Amazon Q Business features

Conversational interface

Through a conversational experience, Amazon Q Business finds and synthesizes information from across your enterprise. This helps your employees have tailored conversations, ask questions and get accurate answers, brainstorm ideas, summarize lengthy reports, generate content, and take actions.

Amazon Q Business provides references and citations to the sources used to generate its answers, building user trust.

Amazon Q Business can start new conversations or continue an existing dialogue. You can ask a question, receive a response, and then ask follow-up questions and add new information while keeping the context from the previous answer.

Amazon Q Business provides thumbs-up and thumbs-down buttons for every interaction, so you can give feedback on whether the response was useful or not.

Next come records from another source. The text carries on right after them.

PR #1452, opened 2025-01-28
[CHA-403] Private messaging

totalimmersion:
This PR is adding private messaging for a select list of users in a channel. If the user who sends the message has the `CreateRestrictedVisibilityMessage` permission, then by adding `restricted_visibility: [ 'john', 'jane' ] would limit the visibility of that message to only john and jane. The other members of the channel can't see the message. The sender of the message can always see it.

### DIFF
--- a/.github/workflows/lint.yml
+++ b/.github/workflows/lint.yml
@@ -15,8 +15,5 @@ jobs:
 
       - uses: ./.github/actions/setup-node
 
-      - name: Commit message lint
-        run: echo "${{ github.event.pull_request.title }}" | yarn commitlinter
-
       - name: Lint
         run: yarn lint
--- a/src/types.ts
+++ b/src/types.ts
@@ -2643,6 +2643,7 @@ export type MessageBase<
   pinned_at?: string | null;
   poll_id?: string;
   quoted_message_id?: string;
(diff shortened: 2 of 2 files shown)


vishalnarkhede (approved):

.github/workflows/lint.yml
```diff
@@ -15,8 +15,5 @@ jobs:
 
       - uses: ./.github/actions/setup-node
 
-      - name: Commit message lint
-        run: echo "${{ github.event.pull_request.title }}" | yarn commitlinter
```
MartinCupela, line 19: Instead of removing the linter we could use `FIXES CHA-403` and maintain the rules for commit description.

MartinCupela: Following those rules would help us in the future using automated release with tools like semantic-release

totalimmersion: of course we could, but what is the purpose? all these commits gets squashed anyways.

MartinCupela: I understand this lints the PR title that is later used when squash merging the PR. Or does it do sth different?

totalimmersion: it's linting individual commits as well within the branch/pr.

Amazon Q Business allows end users to upload files and perform tasks like summarization, Q&A, or data analysis.


Amazon Q Business handles the heavy lifting for you—there’s no need to manage complex machine learning (ML) infrastructure or models. Amazon Q Business connects to your data using pre-built connectors that support user access control. It has a built-in semantic document retriever and a ready-to-deploy chat interface for end users to allow for easy deployment.

Amazon Q Business offers pre-built connectors to over 40 supported data sources, including Amazon Simple Storage Service (Amazon S3), Microsoft SharePoint, Salesforce, and Atlassian Confluence. For more information about Amazon Q Business supported data source connectors, see Amazon Q connectors.


Amazon Q Business supports access control for your data so that users receive the right responses based on their permissions. You can integrate Amazon Q Business with your external SAML 2.0–supported identity provider (such as Okta, Azure AD, and Ping Identity) to manage user authentication and authorization.

Amazon Q Business offers administrator controls to enable or disable the following capabilities: (1) Restrict responses to enterprise content only or use its own knowledge to respond to queries when there is no relevant content in the enterprise repository. (2) Define blocked topics. (3) Set the context for optimal responses.